Data for the task START

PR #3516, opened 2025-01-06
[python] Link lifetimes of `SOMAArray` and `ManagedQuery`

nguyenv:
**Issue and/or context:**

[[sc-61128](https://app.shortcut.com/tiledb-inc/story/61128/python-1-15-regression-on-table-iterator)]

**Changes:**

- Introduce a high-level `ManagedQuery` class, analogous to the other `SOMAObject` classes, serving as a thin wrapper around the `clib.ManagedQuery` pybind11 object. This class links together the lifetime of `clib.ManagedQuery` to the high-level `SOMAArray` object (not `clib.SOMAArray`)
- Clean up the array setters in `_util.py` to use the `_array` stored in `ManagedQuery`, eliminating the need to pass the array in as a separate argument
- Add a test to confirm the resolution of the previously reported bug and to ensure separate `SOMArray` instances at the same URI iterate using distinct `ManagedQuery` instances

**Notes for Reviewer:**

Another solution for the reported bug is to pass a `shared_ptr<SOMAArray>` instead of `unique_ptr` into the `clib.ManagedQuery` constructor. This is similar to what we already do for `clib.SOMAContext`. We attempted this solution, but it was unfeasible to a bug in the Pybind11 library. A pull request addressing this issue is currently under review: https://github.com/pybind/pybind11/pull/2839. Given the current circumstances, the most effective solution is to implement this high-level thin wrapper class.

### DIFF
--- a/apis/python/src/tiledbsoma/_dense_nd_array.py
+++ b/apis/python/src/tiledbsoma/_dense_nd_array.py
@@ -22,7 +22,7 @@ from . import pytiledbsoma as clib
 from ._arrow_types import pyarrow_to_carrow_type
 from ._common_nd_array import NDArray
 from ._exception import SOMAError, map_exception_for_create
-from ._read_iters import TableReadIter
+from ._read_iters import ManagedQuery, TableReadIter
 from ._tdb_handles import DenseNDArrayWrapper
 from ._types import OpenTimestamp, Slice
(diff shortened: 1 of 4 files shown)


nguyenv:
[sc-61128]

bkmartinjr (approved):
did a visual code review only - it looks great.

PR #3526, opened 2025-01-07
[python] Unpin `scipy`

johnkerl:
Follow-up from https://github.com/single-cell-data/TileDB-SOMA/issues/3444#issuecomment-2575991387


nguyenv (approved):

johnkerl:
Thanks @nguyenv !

Data for the task END
Data for the task START

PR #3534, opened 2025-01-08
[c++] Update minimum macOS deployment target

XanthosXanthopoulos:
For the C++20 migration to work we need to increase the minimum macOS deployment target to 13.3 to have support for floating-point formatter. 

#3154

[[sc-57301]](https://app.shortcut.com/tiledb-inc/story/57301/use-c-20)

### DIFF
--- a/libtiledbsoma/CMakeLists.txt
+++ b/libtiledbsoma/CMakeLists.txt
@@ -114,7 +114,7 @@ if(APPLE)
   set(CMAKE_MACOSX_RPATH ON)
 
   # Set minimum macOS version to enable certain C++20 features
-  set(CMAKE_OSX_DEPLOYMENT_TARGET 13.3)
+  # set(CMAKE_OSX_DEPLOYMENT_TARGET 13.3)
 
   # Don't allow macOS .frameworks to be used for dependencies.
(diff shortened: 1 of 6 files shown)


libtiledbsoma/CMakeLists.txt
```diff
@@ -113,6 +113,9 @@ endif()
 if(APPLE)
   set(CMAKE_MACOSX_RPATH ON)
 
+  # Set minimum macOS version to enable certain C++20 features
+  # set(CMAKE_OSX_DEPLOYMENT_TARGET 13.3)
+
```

Data for the task END

Exercise aim
Each line above from the one with "- Add a test" up to and including the one with "Thanks @nguyenv !" must be set down exactly, and no line outside that span may appear.

Answer to this exercise
- Add a test to confirm the resolution of the previously reported bug and to ensure separate `SOMArray` instances at the same URI iterate using distinct `ManagedQuery` instances

**Notes for Reviewer:**

Another solution for the reported bug is to pass a `shared_ptr<SOMAArray>` instead of `unique_ptr` into the `clib.ManagedQuery` constructor. This is similar to what we already do for `clib.SOMAContext`. We attempted this solution, but it was unfeasible to a bug in the Pybind11 library. A pull request addressing this issue is currently under review: https://github.com/pybind/pybind11/pull/2839. Given the current circumstances, the most effective solution is to implement this high-level thin wrapper class.

### DIFF
--- a/apis/python/src/tiledbsoma/_dense_nd_array.py
+++ b/apis/python/src/tiledbsoma/_dense_nd_array.py
@@ -22,7 +22,7 @@ from . import pytiledbsoma as clib
 from ._arrow_types import pyarrow_to_carrow_type
 from ._common_nd_array import NDArray
 from ._exception import SOMAError, map_exception_for_create
-from ._read_iters import TableReadIter
+from ._read_iters import ManagedQuery, TableReadIter
 from ._tdb_handles import DenseNDArrayWrapper
 from ._types import OpenTimestamp, Slice
(diff shortened: 1 of 4 files shown)


nguyenv:
[sc-61128]

bkmartinjr (approved):
did a visual code review only - it looks great.

PR #3526, opened 2025-01-07
[python] Unpin `scipy`

johnkerl:
Follow-up from https://github.com/single-cell-data/TileDB-SOMA/issues/3444#issuecomment-2575991387


nguyenv (approved):

johnkerl:
Thanks @nguyenv !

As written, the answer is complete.